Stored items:

╔══

PR #1055, opened 2023-08-02
Parse Java docs to pull useful information from mission model

### LINKED ISSUE #1034: Pull Units from mission model annotations and store them in DB
This task is to pull useful information (especially units) from the mission model Java docs and store them in the database. For example activity type parameters and resource types might have units. Activity types might have a color or subsystem. There may be others. More generally how do we pull info out of mission model docs into our db?
Should we store them in columns or just as a JSON blob? How do we specify these special things in Java Doc?

cohansen:
* **Tickets addressed:** Closes #1034
* **Review:** By file

## Description
This PR works off @mattdailis's prototype javadoc parsing code. I added a `JavadocParser` class that handles specific parsing for `@aerie.unit`, `@aerie.computedAttribute`, and `@aerie.resourceName`.

1. For general parameter parsing we look in 2 different spots:
    * They can be annotated at the record level, this requires a `@param` tag followed by a `@aerie.unit` tag on a new line. [Example](https://github.com/NASA-AMMOS/aerie/compare/prototype/parse-javadoc?expand=1#diff-ee3c8857c9e4618c263c5a6422deb026b3ad541d86f3f743c8a6105767631e97R26)
    * Or they can be annotated as a class property, this doesn't require an explicit `@param` tag. [Example](https://github.com/NASA-AMMOS/aerie/compare/prototype/parse-javadoc?expand=1#diff-058555b56d89eadc1cd3fc8269049082dfcdc003e5ed05df6abd0bfdc06abaf3R27)
2. Resource types are annotated in the `@MissionModel` in 2 different spots as well, they are annotated with a `@aerie.resourceName` followed by a `@aerie.unit` tag on a new line:
    * They can exist as a block comment on the `MissionModel` class itself. [Example](https://github.com/NASA-AMMOS/aerie/compare/prototype/parse-javadoc?expand=1#diff-6a577bb2e19b62cea7260e9a3ad9f99f7ea72d8d8dbb05391b0329cb8d8defe5R24)
    * Or they can be on a property of the `MissionModel`. [Example](https://github.com/NASA-AMMOS/aerie/compare/prototype/parse-javadoc?expand=1#diff-6a577bb2e19b62cea7260e9a3ad9f99f7ea72d8d8dbb05391b0329cb8d8defe5R31)
3. The last new tag is `@aerie.computedAttribute`, which must be annotated on a `Record` type returned from the `@EffectModel`. [Example](https://github.com/NASA-AMMOS/aerie/compare/prototype/parse-javadoc?expand=1#diff-058555b56d89eadc1cd3fc8269049082dfcdc003e5ed05df6abd0bfdc06abaf3R52)

~One thing to discuss as part of this PR is if we should prefix all of our custom tags with `@Aerie` or something similar. This would be more verbose but would avoid any conflicts if we pull in a library that uses the same tags as we do or they become official tags as part of the Javadoc spec.~

This PR introduces breaking changes for the UI because we have renamed the following fields:
- `activity_type.parameters` -> `activity_type.parameter_definitions`
- `activity_type.computed_attributes_value_schema` -> `activity_type.computed_attribute_definitions`
- `mission_model_parameters.parameters` -> `mission_model_parameters.parameter_definitions`
- `resource_type.schema` -> `resource_type.definition`

## Verification
Tests were added for some of the parsing, these could be improved as right now we don't have coverage for resource types and computed attributes. If the best place to add this is inside of `FooMissionModel`, I can do that as part of this PR.

## Documentation
https://github.com/NASA-AMMOS/aerie-docs/pull/71

## Future work
More javadoc tag parsing, up next is `@subsystem` and `@color` (#934) which will change some of this code.


merlin-framework-processor/src/main/java/gov/nasa/jpl/aerie/merlin/processor/utils/JavadocParser.java
```diff
@@ -0,0 +1,157 @@
...
+import javax.lang.model.element.TypeElement;
+import javax.lang.model.util.Elements;
+import java.util.ArrayList;
+import java.util.HashMap;
+import java.util.Map;
+import java.util.Optional;
+
+public class JavadocParser {
+  private static final String COMPUTED_ATTRIBUTE_TAG = "@computedAttribute";
+  private static final String RESOURCE_TYPE_TAG = "@registeredState";
```
mattdailis: The word state doesn't fit with the Aerie vocabulary, at least not in the sense used here. Let's find a way to work the word "resource" in, perhaps `@resourceName`?

cohansen: > The word state doesn't fit with the Aerie vocabulary, at least not in the sense used here. Let's find a way to work the word "resource" in, perhaps `@resourceName`?

Sounds good, I was pulling from Clipper's examples.

merlin-framework-processor/src/main/java/gov/nasa/jpl/aerie/merlin/processor/utils/JavadocParser.java
```diff
@@ -0,0 +1,175 @@
...
+    Optional.ofNullable(elementUtils.getDocComment(element))
+        .map(JavadocParser::removeSingleLeadingSpaceFromEachLine)
+        .map(comment -> {
+          parseComment(comment, parsedUnits, RESOURCE_TYPE_TAG);
+
+          return comment;
+        });
+
+    element
+        .getEnclosedElements()
```
mattdailis, line 41: From reading this code, it appears that all `@resourceName` annotations are expected to occur in the top-level Mission class. Is this an accurate reading?

I'm wondering whether that would cause resource unit declarations to be written far from the registration of those resources

merlin-framework-processor/src/main/java/gov/nasa/jpl/aerie/merlin/processor/utils/JavadocParser.java
```diff
@@ -0,0 +1,175 @@
...
+        .flatMap(e -> Optional
+            .ofNullable(elementUtils.getDocComment(e))
+            .map(JavadocParser::removeSingleLeadingSpaceFromEachLine)
+            .map(comment -> Pair.of(e.getSimpleName().toString(), comment))
+            .stream())
+        .forEach($ -> {
+          final var value = $.getValue();
+          var property = $.getKey();
+
+          System.out.println(value);
```
mattdailis: Some lingering debug statements - probably a good idea to remove them to avoid cluttering the compile output

merlin-server/src/main/java/gov/nasa/jpl/aerie/merlin/server/services/LocalMissionModelService.java
```diff
@@ -304,7 +309,24 @@ public void refreshResourceTypes(final String missionModelId)
...
       final var model = this.loadAndInstantiateMissionModel(missionModelId);
-      this.missionModelRepository.updateResourceTypes(missionModelId, model.getResources());
+      final var unitMap = new HashMap<String, String>();
+
+      // Resource type units can be regex so go through our resources and apply the matching units.
+      for (final var resource : model.getResources().keySet()) {
+        for (final var unitString : model.getResourceTypeUnits().keySet()) {
+          // Check validity of the regex.
+          try {
+            Pattern.compile(unitString);
```
mattdailis: I think of regex compilation as a somewhat expensive operation - we may want to consider swapping the inner and outer loop

examples/banananation/src/main/java/gov/nasa/jpl/aerie/banananation/activities/BiteBananaActivity.java
```diff
@@ -18,6 +18,11 @@
  */
 @ActivityType("BiteBanana")
 public final class BiteBananaActivity {
+
+  /**
+   * The amount by which to reduce /fruit
+   * @aerie.unit number
```
mattdailis, line 24: Just playing around a bit - any thoughts on whether I'm "holding it wrong", or if it's worth altering the behavior here?

```java
/**
 * The amount by which to reduce /fruit
 * @aerie.unit number
 *
 * Other information that I wouldn't expect to be captured in the unit.
 */
@Parameter
public double biteSize = 1.0;
```

```java
@Override
public Map<String, String> getParameterUnits() {
  return Map.ofEntries(
          Map.entry("biteSize", "number\n"
              + "\n"
              + "Other information, that I wouldn't expect to be captured in the unit."));
}
```

deployment/hasura/migrations/AerieMerlin/23_add_units_to_activity_types/down.sql
```diff
@@ -0,0 +1,11 @@
+comment on column activity_type.parameter_units is null;
+comment on column activity_type.computed_attribute_units is null;
```
camargo: When talking with @duranb he brought up this new column and asked what was the reason for it? Could we instead just add all this data to the existing `parameter`? It would make the API much easier to use.

camargo:
Before merging, we will need to update the `activity_type` permissions for the different roles for the new columns.

merlin-framework-processor/src/main/java/gov/nasa/jpl/aerie/merlin/processor/utils/JavadocParser.java
cohansen: You can declare them as a javadoc on the Mission class, or a property of the class. Here's a small example:
```
/**
 * @aerie.resourceName \/p.*
 * @aerie.unit Things that start with p
 */
public final class Mission {
  public final Accumulator fruit;
  public final AdditiveRegister peel;
  /**
   * @aerie.resourceName /flag
   * @aerie.unit flag
   */
  public final Register<Flag> flag;
}
```

merlin-framework-processor/src/main/java/gov/nasa/jpl/aerie/merlin/processor/utils/JavadocParser.java
cohansen: Good catch, thought I removed everything!

examples/banananation/src/main/java/gov/nasa/jpl/aerie/banananation/activities/BiteBananaActivity.java
cohansen: This was just an oversight in implementation, I didn't expect that users would add text after the unit annotation but that's perfectly reasonable. I think the expected behavior here is that we'd only capture `@aerie.unit number`. Do you agree?

deployment/hasura/migrations/AerieMerlin/23_add_units_to_activity_types/down.sql
cohansen: It's added in this way to keep it consistent with computed attributes and resource types.

We don't store computed attributes in the same way, only their schema so I don't think it makes sense to alter that object, same with resource types.

Maybe we should huddle to discuss further?

examples/banananation/src/main/java/gov/nasa/jpl/aerie/banananation/activities/BiteBananaActivity.java
mattdailis: I concur :+1:

deployment/hasura/migrations/AerieMerlin/23_add_units_to_activity_types/down.sql
camargo: That reasoning makes sense. Sure ping me and we can huddle!

merlin-framework-processor/src/main/java/gov/nasa/jpl/aerie/merlin/processor/utils/JavadocParser.java
mattdailis: Gotcha - for more complex models, resources tend to be defined in sub-models - e.g:

```java
// Mission.java
public final class Mission {
  public final PowerModel power;
}
```

```java
// PowerModel.java
public final class PowerModel {
  /**
   * @aerie.resourceName /power/soc
   * @aerie.unit percentage
   */
  public final Accumulator batteryStateOfCharge;
}
```

Is this something you feel like we could/should support?

cohansen: I can look into this yes, I think if it's a common use-case we should try and support it!

sequencing-server/src/lib/batchLoaders/simulatedActivityBatchLoader.ts
```diff
@@ -199,6 +199,8 @@ export function mapGraphQLActivityInstance(
   activityInstance: GraphQLSimulatedActivityInstance<any, any>,
   activitySchema: GraphQLActivitySchema,
 ): SimulatedActivity {
+  console.log(activitySchema);
+
```
Mythicaeda, line 203: Minor: `console.log` needs to be removed

deployment/hasura/migrations/AerieMerlin/26_add_units_to_activity_types/down.sql
Mythicaeda, line 1: Doesn't this file need to be modifying the entries in these columns, as the entries have additional keys?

╚══

PROBLEM DETAILS:
All lines above in which the word "server" occurs should be identified and copied.

ANSWER BELOW:
merlin-server/src/main/java/gov/nasa/jpl/aerie/merlin/server/services/LocalMissionModelService.java
sequencing-server/src/lib/batchLoaders/simulatedActivityBatchLoader.ts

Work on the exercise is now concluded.